▸ **Task description**: Using the entries below, return word for word the lines from the one containing "inactive_session_timeout/models/ir_config_parameter.py" up to and including the last.

▸ **Recorded information**:
PR #875, opened 2017-06-26
[MIG] auth_session_timeout: Migration to 10.0

chienandalu:
Auth Session Timeout
=================

This module was written to be able to kill (logout) all inactive sessions since
a given delay. On each request the server checks if the session is yet valid
regarding the expiration delay. If not a clean logout is operated.

cc @Tecnativa


inactive_session_timeout/models/ir_config_parameter.py
```diff
@@ -0,0 +1,30 @@
...
+
+DELAY_KEY = 'inactive_session_time_out_delay'
+IGNORED_PATH_KEY = 'inactive_session_time_out_ignored_url'
+
+
+class IrConfigParameter(models.Model):
+    _inherit = 'ir.config_parameter'
+
+    @api.model
+    @tools.ormcache(skiparg=0)
```
yajo: Don't use skiparg, [it's kept for backwards compatibility, but the new and preferred way of caching is by argument names](https://github.com/odoo/odoo/blob/10.0/odoo/tools/cache.py#L34-L47).

In any case, IMHO this whole file is not needed. [You should just use Odoo's native `get_param` method, which already has caching enabled](https://github.com/odoo/odoo/blob/10.0/odoo/addons/base/ir/ir_config_parameter.py#L53-L68).

inactive_session_timeout/models/res_users.py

▸ **Result below**:
inactive_session_timeout/models/ir_config_parameter.py
```diff
@@ -0,0 +1,30 @@
...
+
+DELAY_KEY = 'inactive_session_time_out_delay'
+IGNORED_PATH_KEY = 'inactive_session_time_out_ignored_url'
+
+
+class IrConfigParameter(models.Model):
+    _inherit = 'ir.config_parameter'
+
+    @api.model
+    @tools.ormcache(skiparg=0)
```
yajo: Don't use skiparg, [it's kept for backwards compatibility, but the new and preferred way of caching is by argument names](https://github.com/odoo/odoo/blob/10.0/odoo/tools/cache.py#L34-L47).

In any case, IMHO this whole file is not needed. [You should just use Odoo's native `get_param` method, which already has caching enabled](https://github.com/odoo/odoo/blob/10.0/odoo/addons/base/ir/ir_config_parameter.py#L53-L68).

inactive_session_timeout/models/res_users.py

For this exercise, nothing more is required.